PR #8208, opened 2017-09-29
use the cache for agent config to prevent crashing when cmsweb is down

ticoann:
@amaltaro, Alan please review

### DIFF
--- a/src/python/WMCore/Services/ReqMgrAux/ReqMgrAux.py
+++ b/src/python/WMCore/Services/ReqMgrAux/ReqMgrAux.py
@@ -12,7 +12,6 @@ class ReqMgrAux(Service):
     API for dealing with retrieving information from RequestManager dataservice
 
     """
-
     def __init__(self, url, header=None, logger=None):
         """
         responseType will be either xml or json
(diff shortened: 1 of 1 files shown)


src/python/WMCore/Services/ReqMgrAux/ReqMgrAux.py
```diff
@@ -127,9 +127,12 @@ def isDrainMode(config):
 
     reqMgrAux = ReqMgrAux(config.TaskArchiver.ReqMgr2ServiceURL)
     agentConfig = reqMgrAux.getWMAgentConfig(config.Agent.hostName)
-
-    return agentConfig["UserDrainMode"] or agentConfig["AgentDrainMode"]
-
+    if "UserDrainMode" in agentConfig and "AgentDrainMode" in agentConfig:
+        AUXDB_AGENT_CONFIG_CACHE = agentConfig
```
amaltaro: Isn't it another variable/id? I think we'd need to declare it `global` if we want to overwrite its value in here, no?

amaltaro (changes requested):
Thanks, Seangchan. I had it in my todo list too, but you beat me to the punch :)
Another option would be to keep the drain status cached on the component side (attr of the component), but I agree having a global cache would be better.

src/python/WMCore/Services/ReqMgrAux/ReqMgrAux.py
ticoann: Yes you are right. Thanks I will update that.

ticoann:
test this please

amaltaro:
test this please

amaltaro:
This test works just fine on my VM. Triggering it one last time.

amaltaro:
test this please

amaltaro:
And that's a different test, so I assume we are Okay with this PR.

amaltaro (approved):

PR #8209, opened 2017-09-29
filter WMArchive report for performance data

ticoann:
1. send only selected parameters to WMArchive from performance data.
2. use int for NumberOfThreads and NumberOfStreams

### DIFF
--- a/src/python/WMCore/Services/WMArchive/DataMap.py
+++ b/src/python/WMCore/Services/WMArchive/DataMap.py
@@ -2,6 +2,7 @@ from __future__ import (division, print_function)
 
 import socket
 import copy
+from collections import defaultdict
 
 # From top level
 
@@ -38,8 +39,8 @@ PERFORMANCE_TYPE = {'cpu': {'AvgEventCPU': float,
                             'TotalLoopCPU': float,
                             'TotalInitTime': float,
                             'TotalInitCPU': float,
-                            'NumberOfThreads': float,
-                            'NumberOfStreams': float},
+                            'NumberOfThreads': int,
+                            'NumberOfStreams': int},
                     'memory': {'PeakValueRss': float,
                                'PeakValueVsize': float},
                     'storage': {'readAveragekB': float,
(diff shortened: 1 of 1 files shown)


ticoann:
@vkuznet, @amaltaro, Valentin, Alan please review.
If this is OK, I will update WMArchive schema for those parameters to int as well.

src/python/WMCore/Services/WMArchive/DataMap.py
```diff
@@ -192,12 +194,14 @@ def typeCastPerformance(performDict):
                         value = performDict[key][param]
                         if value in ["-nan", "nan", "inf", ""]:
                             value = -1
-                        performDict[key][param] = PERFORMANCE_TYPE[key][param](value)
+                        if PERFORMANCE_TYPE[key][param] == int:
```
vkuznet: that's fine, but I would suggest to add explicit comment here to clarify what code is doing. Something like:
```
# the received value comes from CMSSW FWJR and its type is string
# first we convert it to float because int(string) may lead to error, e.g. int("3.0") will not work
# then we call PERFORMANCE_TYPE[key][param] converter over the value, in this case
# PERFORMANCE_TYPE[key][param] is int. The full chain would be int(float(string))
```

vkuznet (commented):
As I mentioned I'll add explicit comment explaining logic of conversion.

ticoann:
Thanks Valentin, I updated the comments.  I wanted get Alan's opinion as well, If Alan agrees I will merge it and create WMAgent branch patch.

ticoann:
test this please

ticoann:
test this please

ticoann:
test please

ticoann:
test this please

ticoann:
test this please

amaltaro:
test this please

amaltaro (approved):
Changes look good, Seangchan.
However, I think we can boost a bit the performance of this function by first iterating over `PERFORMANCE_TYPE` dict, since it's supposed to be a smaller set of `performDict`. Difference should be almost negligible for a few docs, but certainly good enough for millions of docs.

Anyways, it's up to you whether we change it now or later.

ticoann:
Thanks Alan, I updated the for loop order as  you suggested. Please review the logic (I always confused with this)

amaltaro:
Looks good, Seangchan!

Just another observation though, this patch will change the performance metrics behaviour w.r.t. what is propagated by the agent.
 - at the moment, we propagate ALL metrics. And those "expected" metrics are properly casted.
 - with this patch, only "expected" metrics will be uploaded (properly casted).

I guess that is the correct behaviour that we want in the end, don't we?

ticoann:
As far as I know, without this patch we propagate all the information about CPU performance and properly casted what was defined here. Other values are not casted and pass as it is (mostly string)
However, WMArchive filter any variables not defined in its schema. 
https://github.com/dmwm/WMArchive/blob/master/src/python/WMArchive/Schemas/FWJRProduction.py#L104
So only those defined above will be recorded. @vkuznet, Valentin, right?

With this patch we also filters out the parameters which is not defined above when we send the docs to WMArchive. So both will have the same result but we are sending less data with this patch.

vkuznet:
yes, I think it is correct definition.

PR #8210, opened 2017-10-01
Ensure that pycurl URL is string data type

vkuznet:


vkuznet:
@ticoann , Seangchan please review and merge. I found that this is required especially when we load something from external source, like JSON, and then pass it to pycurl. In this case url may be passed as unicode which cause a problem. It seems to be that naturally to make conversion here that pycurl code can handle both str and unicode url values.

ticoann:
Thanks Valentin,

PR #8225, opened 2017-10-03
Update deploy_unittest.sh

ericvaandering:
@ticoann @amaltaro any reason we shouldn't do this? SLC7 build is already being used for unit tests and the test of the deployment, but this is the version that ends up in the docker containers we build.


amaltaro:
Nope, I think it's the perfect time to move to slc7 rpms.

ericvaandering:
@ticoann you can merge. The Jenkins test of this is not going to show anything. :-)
• • •
## [Problem details]
What is the number of lines in the records that contain the string "behaviour"? Give only that number.

## [Reply to the exercise]
2